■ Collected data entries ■
PR #1467, opened 2017-10-04
Updated dockerfile to clean alpine image and add python + required li…

gstoel:
Dockerfile did not work for me, so fixed:

- errors with apk installing libraries
- changed dockerfile to base alpine image
- added required libraries to apk command
- added RUN commands to init and migrate evennia
- now docker container can be started by: 
- docker run -it -p 4000:4000 -p 4001:4001 -p 4005:4005 --rm evennia sh
- (user gets inital prompt for admin user, etc.)

### DIFF
--- a/Dockerfile
+++ b/Dockerfile
@@ -10,17 +10,16 @@
 #
 # https://github.com/evennia/evennia/wiki/Running%20Evennia%20in%20Docker
 #
-FROM python:2.7-alpine
-MAINTAINER Dan Feeney "feend78@gmail.com"
+FROM alpine
 
 # install compilation environment
-RUN apk update && apk add gcc musl-dev
+RUN apk update && apk add python py-pip python-dev py-setuptools gcc musl-dev jpeg-dev zlib-dev
 
 # add the project source
 ADD . /usr/src/evennia
 
 # install dependencies
-RUN pip install -e /usr/src/evennia
+RUN pip install -e /usr/src/evennia --index-url=http://pypi.python.org/simple/ --trusted-host pypi.python.org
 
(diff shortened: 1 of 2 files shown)


gstoel:
long time since I contributed to github repo - so please let me know when i have to do it differently (fork, branch, update code, commit, create PR)

Griatch:
@gstoel The PR itself is correct, thanks! It's a toss-up if this goes into master- or develop branch but if the old docker causes issues it's a bug fix. I however recall this docker image working fine for the instructions given in the wiki, this seems to operate slightly different though. What was "not working" for you before, could you elaborate? 

As for the diff, it looks ok as far as I can tell, but I'm no expert on docker. I would like to see an expanded doc string at the top documenting how to set up and run it though; it would be nice to have this all in one place. 

I'm pinging @feend78, who is the maintainer of the existing docker image. @gstoel, assuming this gets merged, would you be willing to update https://github.com/evennia/evennia/wiki/Running%20Evennia%20in%20Docker with eventual needed changes to match?

fuzzyweapon:
Is it that the upstream one (python:2.7-alpine) was causing problems?  I was about to test using the project dockerfile but I've been busy setting up dev env.  If the upstream was having problems, it's better practice to submit changes to that one and let it trickle down to everyone rather than just fix the issues here.

Griatch:
@gstoel, @feend78: bump?

Griatch:
With no further replies from anyone on this, I dug into the docker image and reworked how it works a bit, based on this PR. I also rewrote the documentation for docker since it can now be used as a way to install as well.

PR #1469, opened 2017-10-05
Fix #1468 by checking if Notification is available

### LINKED ISSUE #1468: Webclient crashes if Notification API isn't available.
Viktyr on the IRC reported this issue, and posted the output of the Console on their browser.
If a browser doesn't support the Notification API for some reason, whether it be an old browser or a plugin/feature disabling it, Evennia's webclient_gui.js crashes without displaying anything.

1. Use a browser that doesn't support the Notification API
2. Attempt to use Evennia's webclient
3. You'll get a black screen, with an error in the console

Error: `ReferenceError: Notification is not defined:  webclient_gui.js:430:5`

This is easily fixable by checking if "Notification" is in window; if not, we don't have the Notification object in JavaScript.

chainsol:
In `webclient_gui.js`, we attempt to call the Notification API without checking if it's available. If it's not available, we get a crash as described in #1468.

Fixes #1468, also may add support for browsers/plugins that don't have the Notification object available for whatever reason.

Closes #1468

### DIFF
--- a/evennia/web/webclient/static/webclient/js/webclient_gui.js
+++ b/evennia/web/webclient/static/webclient/js/webclient_gui.js
@@ -369,28 +369,29 @@ function onNewLine(text, originator) {
     unread++;
     favico.badge(unread);
     document.title = "(" + unread + ") " + originalTitle;
+    if ("Notification" in window){
+      if (("notification_popup" in options) && (options["notification_popup"])) {
+          Notification.requestPermission().then(function(result) {
+              if(result === "granted") {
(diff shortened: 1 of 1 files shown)


chainsol:
If anyone wishes to check this out, it's available at [my development server](https://dev.perfectdisorder.net/webclient).

Griatch:
Whereas I cannot test the particular browser weirdness that prompted this I see no negative effects with having the check in. So merging this, should make it easier for the user to test if it works out.

PR #1470, opened 2017-10-05
make help command's matching respect CMD_IGNORE_PREFIXES

### LINKED ISSUE #1466: Make Evennia's default help function ignore prefixes
#### Brief summary of issue

> *For hacktoberfest folks*: This is a one-module fix that should be quite doable once getting a grasp of how things hang together. 

Evennia treats e.g. `@look` the same as `look` since the prefix is ignored by default. However, when a user, used to entering `@look` tries to get help with `help @look` the `help` command will report that it doesn't recognize `@look` as a valid command. Only `help look` works. 

1. `@look` works fine to look at the current location.
2. `help @look` gives a not-found error.

#### Expected result of feature

The `help` command must honor the prefix-ignore defined in settings, and in the same way. That is, when a user enters `help @cmdname`, the following must happen: 
 -  If a command with a key or alias `@cmdname`, `+cmdname` etc (that is, including the prefix) *actually exists* then the help entry of this should be displayed. 
 - If no exact match is found, and a prefix exists, then strip it and try to show the help entry for the stripped name.
- If no match is found neither with nor without the prerix, show not-found error. 

Since Evennia 0.7, Evennia defaults to ignoring prefixes given by [settings.CMD_IGNORE_PREFIXES](https://github.com/evennia/evennia/blob/master/evennia/settings_default.py#L305) . This means that by default a user entering `@look`, `+look`, `&look` and `/look` will get the same result as if they just entered `look`. This stripping happens in Evennia's [cmdparser](https://github.com/evennia/evennia/blob/master/evennia/commands/cmdparser.py#L91) and thus works automatically for all commands. 
However, in the case of the `help` command, what is failing is the parsing of the argument to the `help` command, which is the name of the command to get help for. The default [help command is defined here](https://github.com/evennia/evennia/blob/master/evennia/commands/default/help.py#L27) and all changes for this issue should be able to be isolated to this module. The argument to the command is available as `.args` on the Command class when `.parse()` and then `.func()` runs.

RyanStein:
Changes `CmdHelp` to respect `CMD_IGNORE_PREFIXES` by stripping prefixes from both queries and command matchsets, allowing such lookups as `help +locks` and `help locks` to redirect to the `@locks` docstring and et cetera.

Resolves #1466.

### DIFF
--- a/evennia/commands/default/help.py
+++ b/evennia/commands/default/help.py
@@ -17,6 +17,7 @@ from evennia.utils.utils import string_suggestions, class_from_module
 
 COMMAND_DEFAULT_CLASS = class_from_module(settings.COMMAND_DEFAULT_CLASS)
 HELP_MORE = settings.HELP_MORE
+CMD_IGNORE_PREFIXES = settings.CMD_IGNORE_PREFIXES
 
 # limit symbol import for API
 __all__ = ("CmdHelp", "CmdSetHelp")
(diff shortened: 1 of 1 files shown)


Griatch:
Thanks, this looks good and works as requested! I merged with a rebase. Closing.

■ Directions for this task ■
Return the entries above exactly as they were written.

■ Expected answer ■
PR #1467, opened 2017-10-04
Updated dockerfile to clean alpine image and add python + required li…

gstoel:
Dockerfile did not work for me, so fixed:

- errors with apk installing libraries
- changed dockerfile to base alpine image
- added required libraries to apk command
- added RUN commands to init and migrate evennia
- now docker container can be started by: 
- docker run -it -p 4000:4000 -p 4001:4001 -p 4005:4005 --rm evennia sh
- (user gets inital prompt for admin user, etc.)

### DIFF
--- a/Dockerfile
+++ b/Dockerfile
@@ -10,17 +10,16 @@
 #
 # https://github.com/evennia/evennia/wiki/Running%20Evennia%20in%20Docker
 #
-FROM python:2.7-alpine
-MAINTAINER Dan Feeney "feend78@gmail.com"
+FROM alpine
 
 # install compilation environment
-RUN apk update && apk add gcc musl-dev
+RUN apk update && apk add python py-pip python-dev py-setuptools gcc musl-dev jpeg-dev zlib-dev
 
 # add the project source
 ADD . /usr/src/evennia
 
 # install dependencies
-RUN pip install -e /usr/src/evennia
+RUN pip install -e /usr/src/evennia --index-url=http://pypi.python.org/simple/ --trusted-host pypi.python.org
 
(diff shortened: 1 of 2 files shown)


gstoel:
long time since I contributed to github repo - so please let me know when i have to do it differently (fork, branch, update code, commit, create PR)

Griatch:
@gstoel The PR itself is correct, thanks! It's a toss-up if this goes into master- or develop branch but if the old docker causes issues it's a bug fix. I however recall this docker image working fine for the instructions given in the wiki, this seems to operate slightly different though. What was "not working" for you before, could you elaborate? 

As for the diff, it looks ok as far as I can tell, but I'm no expert on docker. I would like to see an expanded doc string at the top documenting how to set up and run it though; it would be nice to have this all in one place. 

I'm pinging @feend78, who is the maintainer of the existing docker image. @gstoel, assuming this gets merged, would you be willing to update https://github.com/evennia/evennia/wiki/Running%20Evennia%20in%20Docker with eventual needed changes to match?

fuzzyweapon:
Is it that the upstream one (python:2.7-alpine) was causing problems?  I was about to test using the project dockerfile but I've been busy setting up dev env.  If the upstream was having problems, it's better practice to submit changes to that one and let it trickle down to everyone rather than just fix the issues here.

Griatch:
@gstoel, @feend78: bump?

Griatch:
With no further replies from anyone on this, I dug into the docker image and reworked how it works a bit, based on this PR. I also rewrote the documentation for docker since it can now be used as a way to install as well.

PR #1469, opened 2017-10-05
Fix #1468 by checking if Notification is available

### LINKED ISSUE #1468: Webclient crashes if Notification API isn't available.
Viktyr on the IRC reported this issue, and posted the output of the Console on their browser.
If a browser doesn't support the Notification API for some reason, whether it be an old browser or a plugin/feature disabling it, Evennia's webclient_gui.js crashes without displaying anything.

1. Use a browser that doesn't support the Notification API
2. Attempt to use Evennia's webclient
3. You'll get a black screen, with an error in the console

Error: `ReferenceError: Notification is not defined:  webclient_gui.js:430:5`

This is easily fixable by checking if "Notification" is in window; if not, we don't have the Notification object in JavaScript.

chainsol:
In `webclient_gui.js`, we attempt to call the Notification API without checking if it's available. If it's not available, we get a crash as described in #1468.

Fixes #1468, also may add support for browsers/plugins that don't have the Notification object available for whatever reason.

Closes #1468

### DIFF
--- a/evennia/web/webclient/static/webclient/js/webclient_gui.js
+++ b/evennia/web/webclient/static/webclient/js/webclient_gui.js
@@ -369,28 +369,29 @@ function onNewLine(text, originator) {
     unread++;
     favico.badge(unread);
     document.title = "(" + unread + ") " + originalTitle;
+    if ("Notification" in window){
+      if (("notification_popup" in options) && (options["notification_popup"])) {
+          Notification.requestPermission().then(function(result) {
+              if(result === "granted") {
(diff shortened: 1 of 1 files shown)


chainsol:
If anyone wishes to check this out, it's available at [my development server](https://dev.perfectdisorder.net/webclient).

Griatch:
Whereas I cannot test the particular browser weirdness that prompted this I see no negative effects with having the check in. So merging this, should make it easier for the user to test if it works out.

PR #1470, opened 2017-10-05
make help command's matching respect CMD_IGNORE_PREFIXES

### LINKED ISSUE #1466: Make Evennia's default help function ignore prefixes
#### Brief summary of issue

> *For hacktoberfest folks*: This is a one-module fix that should be quite doable once getting a grasp of how things hang together. 

Evennia treats e.g. `@look` the same as `look` since the prefix is ignored by default. However, when a user, used to entering `@look` tries to get help with `help @look` the `help` command will report that it doesn't recognize `@look` as a valid command. Only `help look` works. 

1. `@look` works fine to look at the current location.
2. `help @look` gives a not-found error.

#### Expected result of feature

The `help` command must honor the prefix-ignore defined in settings, and in the same way. That is, when a user enters `help @cmdname`, the following must happen: 
 -  If a command with a key or alias `@cmdname`, `+cmdname` etc (that is, including the prefix) *actually exists* then the help entry of this should be displayed. 
 - If no exact match is found, and a prefix exists, then strip it and try to show the help entry for the stripped name.
- If no match is found neither with nor without the prerix, show not-found error. 

Since Evennia 0.7, Evennia defaults to ignoring prefixes given by [settings.CMD_IGNORE_PREFIXES](https://github.com/evennia/evennia/blob/master/evennia/settings_default.py#L305) . This means that by default a user entering `@look`, `+look`, `&look` and `/look` will get the same result as if they just entered `look`. This stripping happens in Evennia's [cmdparser](https://github.com/evennia/evennia/blob/master/evennia/commands/cmdparser.py#L91) and thus works automatically for all commands. 
However, in the case of the `help` command, what is failing is the parsing of the argument to the `help` command, which is the name of the command to get help for. The default [help command is defined here](https://github.com/evennia/evennia/blob/master/evennia/commands/default/help.py#L27) and all changes for this issue should be able to be isolated to this module. The argument to the command is available as `.args` on the Command class when `.parse()` and then `.func()` runs.

RyanStein:
Changes `CmdHelp` to respect `CMD_IGNORE_PREFIXES` by stripping prefixes from both queries and command matchsets, allowing such lookups as `help +locks` and `help locks` to redirect to the `@locks` docstring and et cetera.

Resolves #1466.

### DIFF
--- a/evennia/commands/default/help.py
+++ b/evennia/commands/default/help.py
@@ -17,6 +17,7 @@ from evennia.utils.utils import string_suggestions, class_from_module
 
 COMMAND_DEFAULT_CLASS = class_from_module(settings.COMMAND_DEFAULT_CLASS)
 HELP_MORE = settings.HELP_MORE
+CMD_IGNORE_PREFIXES = settings.CMD_IGNORE_PREFIXES
 
 # limit symbol import for API
 __all__ = ("CmdHelp", "CmdSetHelp")
(diff shortened: 1 of 1 files shown)


Griatch:
Thanks, this looks good and works as requested! I merged with a rebase. Closing.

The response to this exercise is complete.